Opening on 5 November 1998 as a Virgin Megaplex, it later re-branded in October 1999 to UGC before becoming Cineworld in 2005.

===Bowling===
The complex features a Hollywood Bowl bowling alley, which has twenty eight lanes open until midnight every night. It also contains a bar, cafe and arcade.

===Other attractions===
Valley Centertainment is also home to an indoor Laser Quest, Laser Quest Sheffield. Consisting of two floors of arena space for the children to explore. Painted brilliantly to look as though the children are in outer space. Paradise Island Adventure Golf opened at the park in February 2012 featuring a large indoor mini adventure golf with 2 different courses. An indoor family entertainment centre called 'Monkey Bizness' opened in 2009, the largest of its kind in the country.

==Restaurants==
Valley Centertainment has established itself as a popular destination for meals as it contains several restaurants, which at peak times can become very busy. These are:

- Burger King
- Frankie & Benny's
- Five Guys
- Unit Sheffield
- Nando's
- Bella Italia
- Wagamama
- Proove Pizza
- Starbucks
- Subway
- Pizza Express
- 39 Desserts
- Miller & Carter Steakhouse

==Public transport==
Valley Centertainment is well served by public transport. Opened in 1998, Valley Centertainment tram stop is located on the South Yorkshire Supertram's Yellow and Tram-train routes serving Sheffield City Centre, Meadowhall Interchange, and the nearby town of Rotherham.

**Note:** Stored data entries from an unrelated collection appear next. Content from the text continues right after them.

PR #439, opened 2026-06-25
AENT-8881: no-solver anaconda-project-lock → pixi.lock translator (Items 1/2/4/5, live-verified)

A-Aron-T:
## Summary

Adds a no-solver `anaconda-project-lock.yml` → `pixi.lock` translator so a converted pixi project installs the *exact* packages it was locked with via `pixi install --locked`, instead of `pixi install` re-solving (which provably does NOT reproduce complex environments). Live-verified on ROSA (see "Live verification" below). Ready for review.

**Scope correction:** earlier revisions of this PR description said "Item 1 only." That's no longer accurate — this branch has accumulated Items 1, 2, 4, and 5 (Item 3, foreign-subdir handling, was folded into Item 2's enrichment). Only the **consumer wiring** (calling this from the launcher/CLI convert path) and the live census E2E are still pending, tracked as follow-ups on AENT-8881. See "What's in this PR" below for the real scope.

## Why (proven, not theoretical)
Spike on the holoviz `census` project (251 pkgs): **both** loose re-solve AND fully-pinned re-solve FAIL — any re-solve re-evaluates transitive constraints against *today's* repodata under strict channel priority, and metadata/channel drift after lock-time makes the solver reject a combination that worked. Only direct lock translation + `--locked` (never invoking the solver) reproduces it. Customer model-dev environments (bank/high-profile) are in scope, so this is a real reproducibility risk.

## What's in this PR
`anaconda_project/internal/pixi_lock.py`:
- `parse_locked_specs(lock_set, platform)` → exact `(name, version, build)` closure, reusing `CondaLockSet.package_specs_for_platform` (merges all/unix/<platform> buckets → cross-platform **noarch** included). Fails loud if any spec isn't pinned to exact `version=build`.
- `assert_no_pip_packages(lock_set)` → fails fast on a pip bucket (v1 is conda-only).
- `enrich_locked_packages(locked, channels, subdir, query=None)` → exact-match repodata enrichment (url/sha256/md5/depends) via conda's `SubdirData.query_all`, no solver, no substitution. Distinguishes a transport failure (`MirrorUnavailableError`) from an authoritatively-absent build (`BuildNotFoundError`) so a flaky mirror is never mistaken for "build is gone."
- `build_pixi_lock(...)` / `write_pixi_lock(...)` → assembles a pixi.lock v6 document and writes it atomically (temp file + `os.replace`).
- `translate_lock_set(lock_set, channels, path, ...)` → end-to-end entry point tying it all together.
- `_resolve_subdir_data()` → guards the conda private-API seam (`SubdirData.query_all`) with a typed `CondaIndexAPIError` + a CI canary, since this is the one place anaconda-project imports conda as a library rather than shelling out to it.

## Design decisions (settled via adversarial review — see AENT-8881)
- **strict-only v1.** A `best-effort` nearest-build mode was deliberately deferred: doing it correctly needs cross-package constraint re-derivation = a solver by another name.
- **Trust-on-first-use provenance.** `conda_api.ParsedSpec` carries **no per-package hash** — there is no lock-time hash to validate the enriched `sha256` against; integrity rests on trusted/pinned channels (the airgap mirror in AE5).
- **No re-fork** — reuses `CondaLockSet` + `conda_api.parse_spec` (the standalone_export / AENT-8833 lesson).

## Follow-up fixes (this push)
A fresh adversarial re-review after the branch had accumulated Items 1/2/4/5 found 5 spec shapes that slipped past the strict fail-loud gate the whole feature depends on:
1. **Wildcard/partial build strings accepted as exact pins.** `conda_api.parse_spec`'s wildcard filter (`|`, `*`, `,`) covers `exact_version` but not `exact_build_string`, so `numpy=1.0=*` or `numpy=1.0=py37*` were treated as fully resolved. Now explicitly rejected in `parse_locked_specs`.
2. **Nested pip packages escaped `assert_no_pip_packages`.** It only checked the top-level `"pip"` platform key, missing a `{"pip": [...]}` dict nested inside another platform's spec list (the environment.yml-style shape). Both shapes are now checked, and the nested case in `parse_locked_specs` raises a typed `LockTranslationError` instead of leaking `conda_api.parse_spec`'s raw `TypeError`.
3. **Disabled lock set surfaced an opaque `AssertionError`.** `CondaLockSet.package_specs_for_platform` has a bare `assert self.enabled`; `parse_locked_specs` now checks `lock_set.disabled` up front.
4. **Duplicate/conflicting pins within one platform bucket passed through unresolved**, deferring the failure to a confusing pixi-side rejection instead of a clear translate-time error.
5. **Zero-platform / zero-package lock sets silently wrote a valid-but-empty pixi.lock** (install nothing). `translate_lock_set` now refuses.

## Tests / verification
**30 offline unit tests** (no network, no solver, no conda index) — up from the original 6, covering all of the above plus the pre-existing enrichment/build/write/end-to-end coverage. All pass; flake8 clean.

## Live verification (ROSA)

Built this branch's `anaconda-project` conda package, overlaid it into a real editor image, pushed to a real ROSA cluster, and ran `translate_lock_set` from inside a real JupyterLab session against the **real** `repo.anaconda.com/pkgs/main` mirror — not an offline fixture:

- Hand-built a `CondaLockSet` with 3 real, exactly-pinned specs (`python=3.12.13=h4d16e0c_1`, `readline=8.3=hc2a1206_0`, `sqlite=3.53.2=h795bf6d_0`) and called `translate_lock_set` against the live channel.
- Result: a correct pixi.lock v6 document — real download URLs, real `sha256`/`md5` from the channel's actual current repodata, real `depends` edges, deduped top-level `packages` list. Exactly the shape the design promises.
- This also incidentally exercised the `CondaIndexAPIError`/`MirrorUnavailableError` guard for real: run first from the editor's `lab_launch` env (no `conda` library installed there, only the `pixi` CLI) — it correctly raised the typed error instead of an opaque `ModuleNotFoundError`, confirming the private-API guard fires correctly on a genuinely conda-less environment. Re-ran from an env with `conda` importable to get the full enrichment path.
- This is the same overlay/session used to verify anaconda-project-launcher#343 (AENT-8884), so the fix is confirmed present in the actual editor image build path (`editor/lab_launch/pixi.toml`), not just in this repo's own test suite.

### DIFF
--- a/anaconda_project/internal/pixi_lock.py
+++ b/anaconda_project/internal/pixi_lock.py
@@ -53,6 +53,7 @@ launcher in any JupyterLab host, CI, the CLI) gets it.
 from __future__ import absolute_import
 
 from anaconda_project.internal import conda_api
+from anaconda_project.internal.py2_compat import is_string, is_dict
 
 
 # anaconda-project lock files group package specs into "buckets" keyed by
@@ -116,19 +117,52 @@ def parse_locked_specs(lock_set, platform):
         raise LockTranslationError("lock set has no entry for platform %r (has %r)" %
                                    (platform, list(lock_set.platforms)))
 
+    if lock_set.disabled:
+        raise LockTranslationError("lock set for platform %r is not locked (locking disabled)" % platform)
+
+    try:
+        specs_for_platform = lock_set.package_specs_for_platform(platform)
+    except TypeError as e:
+        # package_specs_for_platform's own bucket-merge (_conda_combine_key)
+        # calls conda_api.parse_spec on every entry BEFORE we see any of
+        # them, so a non-string entry (e.g. a nested {"pip": [...]} bucket
+        # parsed alongside conda specs) raises conda_api's raw TypeError
+        # here, not in the loop below. assert_no_pip_packages only catches
+        # the top-level "pip" platform key; surface this case as our own
+        # typed error too, rather than let the TypeError leak.
+        raise LockTranslationError(
+            "locked spec list for platform %r contains a non-spec-string entry: %s" % (platform, e))
+
     locked = []
-    for spec in lock_set.package_specs_for_platform(platform):
+    for spec in specs_for_platform:
+        if not is_string(spec):
+            # Belt-and-suspenders: a non-string entry that survives the
+            # bucket merge above (e.g. from a single-bucket platform with no
+            # merge to trigger the TypeError) is caught here too.
+            raise LockTranslationError(
+                "locked spec for platform %r is not a package spec string: %r" % (platform, spec))
         parsed = conda_api.parse_spec(spec)
         if parsed is None:
             raise LockTranslationError("could not parse locked spec %r for platform %r" % (spec, platform))
-        if parsed.exact_version is None or parsed.exact_build_string is None:
-            # A real lock pins name=version=build. A spec missing the version
-            # or build means this platform isn't actually locked -> a re-solve
-            # would be required, which is precisely what we refuse to do.
+        # conda_api.parse_spec's exact_version rejects |,* -- but that filter
+        # does NOT extend to exact_build_string, so a build of e.g. "*" or
+        # "py37*" is (wrongly) reported as "exact". A wildcard/partial build
+        # is exactly the "this platform was never truly locked" condition
+        # this strict gate exists to catch -- reject it explicitly rather
+        # than let it surface later as a misattributed BuildNotFoundError.
+        build = parsed.exact_build_string
+        if (parsed.exact_version is None or build is None or
+                any(c in build for c in ('*', '|', ','))):
             raise LockTranslationError(
                 "locked spec %r for platform %r is not pinned to an exact version=build; "
                 "the lock set is not fully resolved for this platform" % (spec, platform))
-        locked.append((parsed.name, parsed.exact_version, parsed.exact_build_string))
+        locked.append((parsed.name, parsed.exact_version, build))
+
+    names = [name for (name, _version, _build) in locked]
+    if len(names) != len(set(names)):
+        dupes = sorted({n for n in names if names.count(n) > 1})
+        raise LockTranslationError(
+            "locked spec list for platform %r has duplicate/conflicting pins for: %s" % (platform, ", ".join(dupes)))
     return locked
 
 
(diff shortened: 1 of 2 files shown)


mcg1969 (approved):
## Review: no-solver `anaconda-project-lock.yml` → `pixi.lock` translator

**Reviewed and approved.** The design is sound, the code is careful, and I verified the central claim end-to-end against real repodata and a real `pixi` — including the `pixi install --locked` acceptance gate this PR lists as still pending.

### What I did

Ran the suite, then built real E2E cases the offline tests can't cover.

**Unit suite:** 30/30 pass, including the live repodata canary (conda 26.3.2). Only additive changes — two new files, nothing modified or deleted, so no regression surface.

**E2E case 1 — single-platform, real repodata → real pixi (the pending acceptance gate):**

* Created a real project (`python=3.12`, `zlib`), ran `anaconda-project lock` → a genuine 19-package pinned lock.
* Loaded it as a real `CondaLockSet`, ran `translate_lock_set` against live `repo.anaconda.com/pkgs/main` → real URLs, sha256, md5, depends. noarch packages (pip, tzdata) correctly emitted under `/noarch/` URLs.
* **`pixi install --locked` accepted the translated lock and installed all 19 at their exact locked builds — no re-solve.** This is the item the PR description flags as pending; it passes.

**E2E case 2 — multi-platform (foreign-subdir + cross-platform noarch dedup):**

* linux-64 + osx-arm64 lock, translated on an osx-arm64 host → foreign linux-64 records enriched correctly; shared noarch packages deduped (48 top-level = 31 + 19 − 2 shared). `pixi install --locked` accepted it.

**Fail-loud paths, exercised live:**

* Tampered build → `BuildNotFoundError` (channel answered, build absent — no substitution).
* Unreachable host → `MirrorUnavailableError`, *not* misclassified as build-gone.
* Hand-broke the closure (dropped a package) → pixi rejects with exactly `lock-file not up-to-date`, validating the atomic-write / full-closure rationale.

**Convention check:** a real pixi-generated lock references noarch packages by their `/noarch/` URL from within each platform's list — precisely what the translator emits. Schema match confirmed against a real lock, not assumed.

### Findings

No correctness defects. Two minor, non-blocking observations:

* **Duplicate-pin guard is intra-bucket only.** Same name in `all` + `<platform>` resolves via `CondaLockSet`'s own precedence (platform wins), with no error. This is correct — bucket precedence is anaconda-project's to own — but a one-line comment near the dup check would keep a future reader from mistaking it for a gap.
* **`enrich_locked_packages` catches bare `Exception` as a transport failure** (pixi_lock.py around line 312). A genuine bug inside `query` (rather than a transport problem) would surface as `MirrorUnavailableError`. Fine for v1 — the CI canary guards the API shape and misclassifying as "retry the mirror" is low-harm — but it's the one spot that could mislead debugging.

The consumer wiring (calling `translate_lock_set` from the convert path) remains a real follow-up, as noted. This PR is the library, and the library is correct.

It is within easy bus access of both Sheffield and Rotherham city centre.

| Preceding station |  | South Yorkshire Supertram |  | Following station |
|---|---|---|---|---|
| Carbrook towards Meadowhall Interchange |  | Yellow Route |  | Arena towards Middlewood |
| Carbrook towards Parkgate |  | Tram-train Route |  | Arena towards Cathedral |

==Road access==
Valley Centertainment is easily accessible by road:

- From the north - Junction 34 of the M1, and the A6178 or A631.
- From the south or east - Junction 33 of the M1, then using the Sheffield Parkway and following the signs for Sheffield Arena from there.
- From the west/south west - Travelling to Sheffield City Centre and taking the A6109 (Ring Road Junction 10) from the Inner Ring Road. From there it has been well sign posted.

==Parking==
Valley Centertainment has its own large, free car park. Parking is safe and secure, rewarded by being given its fifth Park Mark Award.
Despite ample parking, finding a space can be difficult at peak times. Parking is particularly difficult when there is an event taking place at the neighbouring Sheffield Arena, Sheffield Ice Rink, or when nearby Meadowhall Centre is busy. Valley Centertainment operate a strict policy of fining customers if they park in non standard locations.